● Task instructions: Could you set down exactly the lines of the data below, starting at the one that holds "broad relationship labels." and ending at the one that holds "## Integration Coverage", both included, and only those?

● Dataset entries:
PR #3319, opened 2026-08-23
Scope migration resource logs by CR UID

gregschohn:
## Summary

- add `migrations.opensearch.org/migration-resource-uid=<metadata.uid>` as the authoritative ownership label for migration workload pods
- propagate the UID through direct Argo pods, controller-created workloads, Strimzi pod templates, and monitor CronJob/Job/Pod templates
- make `workflow log resource` select only the chosen CR's UID instead of intersecting inherited relationship labels
- add `workflow log ... --show-pods` pod attribution for historical logs
- retain `workflow log filter` for intentional cross-resource log investigation

## Problem

Migration CR labels such as `source`, `snapshot`, `target`, and `from-snapshot-migration` describe relationships. They are not unique workload ownership keys. Nested resources legitimately share them.

For example, `DataSnapshot/source-snap1` and a later `SnapshotMigration` can both carry `source=source` and `snapshot=snap1`. The previous `workflow log resource` implementation selected every propagated CR label, which allowed metadata migration or document backfill pods to appear under the DataSnapshot that produced the input snapshot.

Kafka required an additional `strimzi.io/cluster` special case, and workflow-name filtering did not consistently apply to controller-created or long-lived workloads. Adding more negative selectors would preserve those ambiguities and require resource-type-specific knowledge in every log client.

## Implementation

The owning migration CR UID is now applied to:

- CreateSnapshot, MetadataMigration, and S3 traffic loader Argo pods
- CaptureProxy, TrafficReplay, and RFS bulk-loader Deployment pod templates
- the RFS coordinator StatefulSet pod template
- Strimzi KafkaNodePool broker pod templates and Kafka entity-operator pod templates
- snapshot and RFS monitor CronJob, Job, and Pod metadata

The ownership label is also present on the workload controller objects where applicable. Monitor reconciliation patches the label onto existing CronJobs and verifies it at all three CronJob/Job/Pod template levels.

`workflow log resource` reads `metadata.uid` from the selected CR and uses only that globally unique value. It deliberately does not append an Argo workflow selector because controller-created workloads and monitor jobs can outlive the workflow that created them. A missing UID fails explicitly rather than falling back to broad relationship labels.

Historical `workflow log` output accepts `--show-pods`. Each merged line is prefixed with `[pod/<name>]`, while timestamp ordering and the default output remain unchanged. Stern already identifies pod/container sources in follow mode.

Pods created from older templates do not acquire this label retroactively; their owning workload must reconcile or be recreated before UID-scoped resource lookup can find them.

## Integration Coverage

The dedicated Kind workflow test now installs minimal test-only `DataSnapshot` and `SnapshotMigration` CRDs and submits one real Argo workflow with two pods:

- both pods deliberately share the legacy `source` and `snapshot` relationship labels
- each pod carries the UID of a different migration CR
- `workflow log resource datasnapshot.<name> --show-pods` must include the DataSnapshot pod name and message
- the related SnapshotMigration pod name and message must both be absent

This exercises CR lookup, Kubernetes pod selection, actual `kubectl logs`, timestamp merging, and CLI rendering instead of only asserting selector construction.

The integration fixture now allocates an ephemeral local Argo port so an existing developer forward on `2746` cannot silently direct tests to another cluster.

## Validation

- `npm run -w @opensearch-migrations/migration-workflow-templates type-check-all`
- `npm run -w @opensearch-migrations/migration-workflow-templates test-all -- --runInBand`
  - template package: 61 tests
  - Argo workflow builders: 142 passed, 2 skipped
  - schemas: 101 tests
- `pytest tests/workflow-tests/test_workflow_cli_commands.py -q`
  - 78 passed
- `pytest tests/workflow-tests/test_workflow_integration.py -q`
  - 18 passed against the dedicated Kind/Argo cluster
- `bash -n` for both modified monitor scripts
- verified the installed Strimzi CRDs accept label maps at both pod-template paths


migrationConsole/lib/console_link/console_link/workflow/commands/log.py
```diff
@@ -248,6 +243,8 @@ def _output_options(func):
                         help='Stream live logs via stern instead of showing history')(func)
     func = click.option('--timestamps', is_flag=True, default=False,
                         help='Show timestamps in log output')(func)
+    func = click.option('--verbose', is_flag=True, default=False,
```
jzonthemtn: `--prefix-pod` maybe? I could see there being a `--verbose` in the future that is more of the traditional verbosity control.

orchestrationSpecs/packages/migration-workflow-templates/resources/scripts/applyRfsMonitorCronJob.sh
```diff
@@ -27,6 +27,7 @@ CLAIMED_AT="$(date -u +%s)"
 
 WORKFLOW_UID_LABEL="${RFS_MONITOR_WORKFLOW_UID_LABEL}"
 SESSION_LABEL="${RFS_MONITOR_SESSION_LABEL}"
+RESOURCE_UID_LABEL="migrations.opensearch.org/migration-resource-uid"
```
jzonthemtn: This is defined a lot. It might just be across different file types and there's nothing that can be done to simplify it.

jzonthemtn: I'd say that's it - at least one .ts, a couple in .py, and a couple in .sh.

migrationConsole/lib/console_link/console_link/workflow/commands/log.py
gregschohn: Renamed this to `--show-pods` in 0918d5d35. The plural reflects that merged history can include lines from multiple pods, and this keeps `--verbose` available for conventional diagnostic verbosity later.

orchestrationSpecs/packages/migration-workflow-templates/resources/scripts/applyRfsMonitorCronJob.sh
gregschohn: Consolidated this in 0918d5d35. The authored literal now has exactly two language roots: the Python log command definition and the TypeScript resource-label definition. Python tests import their root; TypeScript injects its root into the monitor containers. Each shell script requires the injected `MIGRATION_RESOURCE_UID_LABEL` with `: "${MIGRATION_RESOURCE_UID_LABEL:?}"`, so an unset or empty value fails immediately instead of silently rendering an incorrect workload.

jzonthemtn: Nice, that sounds good.

jzonthemtn (approved):

PR #3331, opened 2026-08-25
fix: dense_vector→knn_vector NPE and total_fields.limit stripped on metadata migration

epugh:
## Summary

- **Bug 1 (`es-vector-knn-metadata.js`)**: When a `dense_vector` field has no `index_options` (the common case — just `{"type": "dense_vector", "dims": 768}`), the transformer emitted `knn_vector` with `parameters: {encoder: {name:"sq"}, m: null, ef_construction: null}`. OpenSearch 3.0+'s lucene engine mapper throws a `NullPointerException` on the null values, surfacing as `"Failed to parse mapping [_doc]: null"` on index creation. Fix: only include `parameters`/`encoder` when the source field actually had `index_options`; otherwise omit `parameters` and let OpenSearch use its defaults.

- **Bug 2 (`OpenSearchIndexCreator.java`)**: `INTERNAL_SETTINGS_EXACT` contained `"mapping"` which stripped the entire `index.mapping.*` subtree from settings — including the user-configured `index.mapping.total_fields.limit`. This reset the limit to the OpenSearch default (1000), causing index creation to fail for any source index with more than 1000 mapped fields. Fix: removed `"mapping"` from the exact-match set (it was too broad).

Both bugs hit simultaneously for any wide-schema ES 8.x index with simple `dense_vector` fields targeting OpenSearch 3.0+. Validated end-to-end against the Chorus ecommerce index (5,373 fields, `dense_vector` without `index_options`) migrating from Elasticsearch 8.5 → OpenSearch 3.7.

Here is a link to the example ES schema: https://github.com/querqy/chorus-elasticsearch-edition/blob/main/elasticsearch/schema.json

## Test plan

- [ ] New JS unit tests in `es-vector-knn-metadata.test.js` cover: with `index_options`, without `index_options` (the bug case), dynamic templates, `index.knn` flag, and all similarity mappings
- [ ] New Java unit test `testCreate_preservesMappingTotalFieldsLimit` verifies `index.mapping.total_fields.limit` survives the settings strip while `uuid` and `creation_date` are still removed
- [ ] End-to-end validated: metadata migration of Chorus ecommerce index (ES 8.5 → OS 3.7) now succeeds with 0 issues and 19,364 documents indexed, with no manual pre-creation workaround


RFS/src/test/java/org/opensearch/migrations/bulkload/version_os_2_11/IndexCreator_OS_2_11Test.java
```diff
@@ -268,6 +268,43 @@ void testCreate_withRetryToRemoveRemovedTokenFilters() throws Exception {
...
+            "      },\n" +
+            "      \"number_of_shards\": \"1\",\n" +
+            "      \"number_of_replicas\": \"0\",\n" +
+            "      \"uuid\": \"should-be-stripped\",\n" +
+            "      \"creation_date\": \"1234567890\"\n" +
+            "    }\n" +
+            "  }\n" +
+            "}";
+
+        var result = create(client, rawJson, "indexName");
```
jzonthemtn, line 296: This doesn't look like it tests the code changed by the PR. `create` goes through IndexCreator_OS_2_11, while the fix is in `OpenSearchIndexCreator.stripInternalSettings()`. I think this is also why the test is failing.

transformation/standardJavascriptTransforms/src/es-vector-knn-metadata.js
```diff
@@ -13,24 +13,23 @@ function main(context) {
...
+                name:       'hnsw',
+                engine:     'lucene',
+                space_type: mapSimilarity(similarity),
             };
+            // Only include explicit HNSW parameters when the source field had index_options.
+            // Omitting parameters lets OpenSearch use its own defaults, which avoids
+            // NPE in OS 3.0+ when m/ef_construction would otherwise be null.
+            if (opts) {
+                const { m, ef_construction: efConstr } = opts;
+                const params = { encoder: { name: 'sq' } };
```
jzonthemtn, line 27: `index_options` doesn’t necessarily mean scalar quantization. Elasticsearch supports plain type: "hnsw" as well as int8_hnsw, int4_hnsw, and bbq_hnsw. This adds OpenSearch’s `sq` encoder for all of them. 

Could the encoder be driven by `opts.type` instead? For example, plain hnsw should have no encoder, while int8_hnsw could map to the closest supported `sq` configuration.

How should int4_hnsw and bbq_hnsw be handled? Fall back to `sq` with a logged warning?

This might belong better in a separate issue/PR because it might be starting to get out of scope from the original change and using `sq` was already here before this PR.

jzonthemtn:
@epugh Check your commit signing.

PR #3292, opened 2026-08-05
[codex] Remove AppRegistry from solution templates

gregschohn:
## Summary

- remove Service Catalog AppRegistry resources from the ECS and EKS solution templates
- stop exporting `MIGRATIONS_APP_REGISTRY_ARN` and remove the AppRegistry CDK dependency
- remove the downstream ECS CDK consumer that imported the application and associated migration stacks
- retain AWS Solutions adoption tracking through the existing `SO0290` solution metadata and `AwsSolution/<solution-id>/<version>` user agent
- update unit assertions, snapshots, and stale fixtures for all four generated templates

## Why

The legacy AppRegistry integration is no longer required for AWS Solutions adoption tracking. Keeping it in the templates adds obsolete resources and can prevent otherwise valid solution deployments.

## Validation

- `npm run test:lint`
- `npm run test:jest -- --runInBand` (7 tests and 4 snapshots passed)
- `STACK_NAME_SUFFIX="" ./gradlew :deployment:migration-assistant-solution:cdkSynthMinified`
- verified all four minified ECS/EKS templates contain no `AWS::ServiceCatalogAppRegistry` resources or `MIGRATIONS_APP_REGISTRY_ARN`
- `npm run test:lint` in `deployment/cdk/opensearch-service-migration`
- `npm run build` in `deployment/cdk/opensearch-service-migration`
- `npm run test:jest -- --runInBand` in `deployment/cdk/opensearch-service-migration` (109 tests passed)
- `cargo test domain::cfn` in `deployment/k8s/aws/cli` (13 tests passed)

`npm run build` continues to hit the existing `@types/eslint__js` stub-package TypeScript error; the release workflow's Gradle synthesis path passes.

PR #3335, opened 2026-08-26
Stop tagging deployed resources

gregschohn:
### Description

Deploying either CDK app currently requires `<service>:TagResource` and `<service>:UntagResource` on every taggable resource type. Some organizations deny those actions via SCPs, which fails the deployment outright — `iam:UntagRole` and `ecr:UntagResource` are the usual first casualties. This removes the tagging.

Untag permission is not avoidable by "allow tag, deny untag":

- `AWS::IAM::Role` is the one resource type whose provider declares `iam:UntagRole` on its **create**, update *and* delete handlers, so even a first-time create needs it.
- For everything else it is needed on every **update**, because changing a tag's value is an untag followed by a tag. A version-valued tag guarantees that on every upgrade.

Nothing read these tags back:

- The app-level `migration_deployment` tag dates from the Copilot era, when it was used to find orphaned resources across regions by hand. The README text describing that workflow and the `cdk bootstrap --tags` call that propagated it are both long gone; the only remaining references were the definition itself and one unit-test assertion.
- The subnet `Name` tags in the solution stacks were cosmetic. `vpcName` on the two create-VPC stacks went with them, since CDK only renders it as a `Name` tag and neither app looks a VPC up by name (both `Vpc.fromLookup` call sites use `vpcId`).
- AWS Solutions attribution does not depend on tags — it rides on the `MIGRATIONS_USER_AGENT` / boto3 `user_agent_extra` header. The AppRegistry resources that *did* track deployed resources were removed earlier, in #3292.

Two tag families are load bearing and are kept:

| Tag | Read by |
|---|---|
| `kubernetes.io/cluster/<name>`, `kubernetes.io/role/elb`, `kubernetes.io/role/internal-elb` on subnets | AWS Load Balancer Controller, to discover where it may place load balancers |
| `aws-cdk:subnet-name`, `aws-cdk:subnet-type` | `Vpc.fromLookup()`, to classify existing subnets as public/private/isolated |

### Implementation notes

`RemoveResourceTags` is an aspect rather than a set of deletions because CDK's own L2 constructs tag themselves: `Vpc` adds a `Name` tag, `Subnet` adds the `aws-cdk:subnet-*` pair, `eks.Cluster` tags the subnets it is given. The tags have to be stripped from the `TagManager` after those aspects have run, which is what the explicit priority above `AspectPriority.MUTATING` buys — without it, aspects inherited from an ancestor run before a node's own aspects and the node-local tags survive.

Two things that look simpler but do not work:

- `addPropertyDeletionOverride('Tags')` is silently a no-op. `CfnResource._toCloudFormation` resolves the raw overrides before merging them, and the resolve drops the `undefined` that signals the deletion.
- Walking the tree before `synth()` finds nothing, because `Tags.of(x).add(...)` only registers an aspect; the `TagManager` is not mutated until that aspect visits during synthesis.

The aspect uses `TagManager.of()` so it covers both L1 tagging conventions — the `tags` property on older generated resources and `cdkTagManager` on newer ones. Missing the latter left a `Name` tag on `AWS::EC2::EgressOnlyInternetGateway`.

The `aws-cdk-lib` peer range moves from `^2.150.0` to `^2.172.0`, the first release with `AspectOptions.priority`. The devDependency was already pinned well above that.

### Issues Resolved

None filed; came in as a customer deployment failure.

### Testing

Unit tests, per package:

- `deployment/migration-assistant-solution`: new `remove-resource-tags.test.ts` asserts that every tag rendered by all four stack/`createVPC` combinations is on an `AWS::EC2::` resource and matches a functional prefix. Snapshots regenerated. `npx jest` → 11 passed, `npx eslint .` clean.
- `deployment/cdk/opensearch-service-migration`: new `remove-resource-tags.test.ts` makes the same assertion across every stack a fully-enabled `StackComposer` produces, plus a case pinning the keep-list behavior. `createApp.test.ts` now asserts the aspect is registered at the right priority instead of asserting the tag. `npx jest` → 111 passed, `npx eslint .` and `npx tsc --noEmit` clean. Confirmed both new tests fail if the aspect is not applied.

Synthesized all four vended templates (`npx cdk synthesize --all`) and audited every `Tags`/`tags` property:

| Template | Tags remaining |
|---|---|
| `Migration-Assistant-Infra-Import-VPC` | none |
| `Migration-Assistant-Infra-Import-VPC-eks` | none |
| `Migration-Assistant-Infra-Create-VPC` | `aws-cdk:subnet-name`, `aws-cdk:subnet-type` on `AWS::EC2::Subnet` |
| `Migration-Assistant-Infra-Create-VPC-eks` | the above, plus `kubernetes.io/*` on `AWS::EC2::Subnet` / `RouteTable` / `NatGateway` / `EIP` |

No IAM, ECR, Logs, EKS, EFS, ECS or S3 resource is tagged in any of the four.

Not yet verified by me: an actual EKS deployment. That is the one thing worth watching on this PR.

### Caveats

- Applying this to an **already-deployed** stack is itself a tag removal, so that one update still needs untag permission. It is clean on fresh deploys, which is the case that was failing.
- `cdk bootstrap` tags the `CDKToolkit` stack's own ECR repo and IAM roles. That is outside these templates and unaffected here.
- The `kubernetes.io/cluster/<name>` tag interpolates the `Stage` parameter, so its key is a CloudFormation intrinsic. CDK stores intrinsic-keyed tags separately from the ones `removeTag` can reach, so it would survive the aspect regardless — it is in the keep-list because it should be kept, not because the keep-list is what saves it.

### Check List
- [x] Public documentation issue/PR [created](https://github.com/opensearch-project/documentation-website/issues/new/choose), if applicable. — n/a, no documented behavior changes


jzonthemtn:
A couple questions on this --

* I don't think the PR removes _all_ tags (or does it?), so will the remaining tags' creation also be denied by the SCP?
* Should the all-or-nothing creation of tags be an option instead?

My personal bias toward having verbose tags is showing here.

gregschohn:
@jzonthemtn, Thanks for the feedback!

The underlying issue caused me to research how CloudFormation handles tag reconciliation.  There are several different ways (services and strategies) that can automatically add tags to newly created resources.  When CloudFormation does its reconciliation as a stack is being redeployed, it will drop those previously unknown tags.

This PR would actually CREATE an additional issue for users that were trying to upgrade but don't have untag permissions.  I'm parking this PR for now.  There's some value to tagging resources with the MA version, it could cause more pain, and it wouldn't fix the underlying issue that was observed.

● Solution:
`workflow log resource` reads `metadata.uid` from the selected CR and uses only that globally unique value. It deliberately does not append an Argo workflow selector because controller-created workloads and monitor jobs can outlive the workflow that created them. A missing UID fails explicitly rather than falling back to broad relationship labels.

Historical `workflow log` output accepts `--show-pods`. Each merged line is prefixed with `[pod/<name>]`, while timestamp ordering and the default output remain unchanged. Stern already identifies pod/container sources in follow mode.

Pods created from older templates do not acquire this label retroactively; their owning workload must reconcile or be recreated before UID-scoped resource lookup can find them.

## Integration Coverage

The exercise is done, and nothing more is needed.